Je voterai blanc le 7 mai 2017, c’est ma
responsabilité, laissez-moi au moins cela.
Lettre ouverte à l’ensemble de notre classe
dirigeante : maîtres chanteurs, maigres penseurs et surtout mauvais
« entendeurs ».
Je vais voter, c’est ma manière d’entretenir l’espoir,
peut-être illusoire, d’une « ré-évolution » citoyenne non violente.
Je tiens à dénoncer ici votre campagne de culpabilisation à
l’encontre des personnes qui pourraient choisir un vote blanc, nul ou préférer
l’abstention.
Précisons tout d’abord que je rejette en bloc tout ce qui
de près ou de loin peut ressembler au Front National, jamais je n’ai pensé une
seule seconde voter pour un de leurs représentants. La raison est personnelle,
c’est une question d’éducation reçue, de principes moraux et de convictions. Je
possède la double nationalité franco-espagnole, je suis fils et petit-fils d’émigrés,
c’est donc un déchirement pour moi d’imaginer un tel parti au pouvoir.
Cependant, cette élection est une voie sans issue. J’assume
donc totalement la responsabilité de mon vote blanc et le risque de voir le
pire au pouvoir. Quel que soit le résultat du scrutin, je me prépare à devoir
me mobiliser comme jamais je ne l’ai fait auparavant afin de protéger nos droits.
Pendant combien de temps devrais-je accepter ce jeu
dangereux qui permet la montée insidieuse du FN depuis 15 ans ? J’étais
étudiant en 2002, rien n’a changé, je me suis déjà senti pris en otage lors de
cet ancien vote. Très vite, il a été oublié que c’était une élection par défaut ;
moi je vais marquer à ma manière le défaut de l’élection présente. Les mémoires
sont souvent arrangeantes, la mienne est encore « à vif ». Si votre
réelle prise de conscience est à ce prix, le dépouillement m’imposera le coût
réel à subir. Je ne cèderai pas à la peur cette fois-ci. Dorénavant la coupe est pleine, je ne veux
plus subir cette dictature de votre pensée. Cette pensée qui vise à me faire
passer pour un soutien de ce parti nauséabond alors que je choisis juste de ne
pas participer à votre mascarade : bel exemple d’un glissement vers le
fascisme ordinaire. Je n’appelle personne à faire le même choix que moi, je
demande juste que l’on respecte ma démarche, que l’on me respecte, tout
simplement.
J’entends depuis le premier tour ces appels au vote
« utile », je tiens à vous rappeler qu’en fonction du contexte et des
enjeux, certains crimes abominables peuvent passer pour « utiles ».
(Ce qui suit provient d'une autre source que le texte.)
PR #2682, opened 2026-08-02
fix(cautils): remove dead nil-check in setHeaders

adity1raut:
## Summary
- `setHeaders()` in `core/cautils/getter/getpoliciesutils.go` gated its range loop behind `if len(headers) >= 0 { // might be nil }`.
- `len()` on any map (including a nil one) is never negative, so this condition is **always true** — it's dead code that looks like it protects against a nil `headers` map but does nothing.
- Ranging over a nil map is already a documented no-op in Go, so no guard was ever needed here — the comment's intent doesn't match what the code actually does.

## Fix
- Removed the tautological condition; added a one-line comment explaining why no nil guard is needed.
- Purely a dead-code cleanup — behavior is unchanged (nil headers still safely result in no headers being set).

## Test plan
- [x] `go test ./core/cautils/...` (full tree, all existing tests pass)
- [x] Added `TestSetHeaders` covering the normal case and an explicit nil map (asserting no panic)

## Summary by CodeRabbit

* **Bug Fixes**
  * Improved reliability when applying request headers, including safe handling when no headers are provided.

* **Tests**
  * Added coverage for multiple header values and empty header scenarios.

### DIFF
--- a/core/cautils/getter/getpoliciesutils.go
+++ b/core/cautils/getter/getpoliciesutils.go
@@ -107,10 +107,9 @@ func HttpGetter(httpClient *http.Client, fullURL string, headers map[string]stri
 }
 
 func setHeaders(req *http.Request, headers map[string]string) {
-	if len(headers) >= 0 { // might be nil
-		for k, v := range headers {
-			req.Header.Set(k, v)
-		}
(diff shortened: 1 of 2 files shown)


dakshhhhh16 (approved):
lgtm

matthyx (approved):

PR #2683, opened 2026-08-02
fix(httphandler): use a scoped viper instance in LoadConfig

adity1raut:
## Summary
- `LoadConfig()` called the `viper` package-level functions (`viper.AddConfigPath`/`SetConfigName`/`SetConfigType`/`AutomaticEnv`/`ReadInConfig`/`Unmarshal`), which operate on viper's **global singleton** instance.
- That instance accumulates state across calls — e.g. `AddConfigPath` appends a search path rather than replacing it — so a second `LoadConfig` call in the same process (a second cluster/namespace config, or a test invoking it more than once) could pick up stale search paths or settings left over from a prior call instead of starting clean.
- Only called once today (`main.go`), so there's no user-visible symptom yet, but it's a latent correctness trap for the next caller, and it made the function untestable for the "called twice" case.

## Fix
- Use `viper.New()` to get an instance scoped to the call instead of the global singleton.

## Test plan
- [x] `go test ./... -race` (full httphandler module)
- [x] Added `TestLoadConfig_ReadsValuesFromFile` and `TestLoadConfig_SequentialCallsDoNotLeakState` — the latter calls `LoadConfig` twice with two different config directories and asserts each call returns only its own directory's values (fails against the old global-singleton code)

## Summary by CodeRabbit

* **Bug Fixes**
  * Improved configuration loading to prevent settings from one directory from affecting subsequent loads.
  * Ensured configuration values are read consistently from the specified configuration file.

* **Tests**
  * Added coverage for loading configuration files and isolating sequential configuration requests.

### DIFF
--- a/httphandler/config/config.go
+++ b/httphandler/config/config.go
@@ -12,18 +12,25 @@ type Config struct {
 
 // LoadConfig reads configuration from file or environment variables.
 func LoadConfig(path string) (Config, error) {
-	viper.AddConfigPath(path)
-	viper.SetConfigName("clusterData")
-	viper.SetConfigType("json")
+	// A scoped instance instead of the viper package-level singleton: the
+	// singleton accumulates state across calls (e.g. AddConfigPath appends
+	// rather than replacing), so a second LoadConfig call in the same
+	// process - a second cluster/namespace config, or just a test calling it
+	// more than once - would read stale settings left over from a previous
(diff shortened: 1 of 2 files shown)


dakshhhhh16 (approved):
lgtm

matthyx:
I don't think this one matters

PR #2684, opened 2026-08-02
fix(policyhandler): remove unreachable post-set expiry check in TimedCache

adity1raut:
## Summary
- `TimedCache.Set()` computed `expiration = time.Now().Add(c.ttl)` — reaching that line requires `c.ttl > 0`, since `c.ttl == 0` already returns earlier — and then immediately re-checked `if time.Now().After(c.expiration) { c.invalidateLocked() }`.
- That check can only ever fire if the gap between the two `time.Now()` calls exceeds `ttl` itself. For every ttl this codebase actually uses (seconds-scale), that never happens, so the branch was unreachable dead code masquerading as a real safeguard.

## Fix
- Removed the dead branch. Behavior is unchanged for any realistic ttl (a value `Set()` just stored is always immediately readable via `Get()`, which existing tests like `TestCache_SetAndGet` already covered).

## Test plan
- [x] `go build ./core/pkg/policyhandler/...`
- [x] `go vet ./core/pkg/policyhandler/...`
- [x] `go test ./core/pkg/policyhandler/... -race` (full package, including the existing TOCTOU/invalidate-race regression tests, all pass)
- [x] Added `TestCache_SetNeverImmediatelySelfInvalidates`, which exercises `Set()` immediately followed by `Get()` 1000 times at a small (50ms) ttl and asserts the just-set value is always readable

## Summary by CodeRabbit

* **Bug Fixes**
  * Fixed an issue where newly stored cache values could be immediately invalidated.
  * Cache entries now remain available as expected for their configured time-to-live.

### DIFF
--- a/core/pkg/policyhandler/cache.go
+++ b/core/pkg/policyhandler/cache.go
@@ -59,10 +59,6 @@ func (c *TimedCache[T]) Set(value T) {
 	c.isSet = true
 	c.value = value
 	c.expiration = time.Now().Add(c.ttl)
-
-	if time.Now().After(c.expiration) {
-		c.invalidateLocked()
-	}
 }
 
 func (c *TimedCache[T]) Get() (T, bool) {
--- a/core/pkg/policyhandler/cache_test.go
+++ b/core/pkg/policyhandler/cache_test.go
@@ -85,6 +85,29 @@ func TestCache_SetAndGet(t *testing.T) {
 	}
 }
 
+// TestCache_SetNeverImmediatelySelfInvalidates pins the documented behavior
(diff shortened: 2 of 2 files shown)


dakshhhhh16 (changes requested):
The new 50ms TTL test is flaky: a scheduler pause, GC, or -race can make a legitimate immediate Get occur after expiry. Use time.Second or inject a clock. Also, the “unreachable” claim only holds for normal positive TTLs; a negative TTL can cross that branch.

matthyx:
the "dead" branch is harmless in practice, and the test is wrong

En poussant votre principe d’utilitarisme à l’extrême, admettons que dans 10 ou
15 ans le diktat politique « impose le choix » (formule intéressante
qui vous définit très bien) d’un parti d’extrême droite, et bien, si le sort me
permet encore d’être debout, vous me trouverez là, empreint de ma pleine et
entière irresponsabilité en train de nier votre pseudo-évidence.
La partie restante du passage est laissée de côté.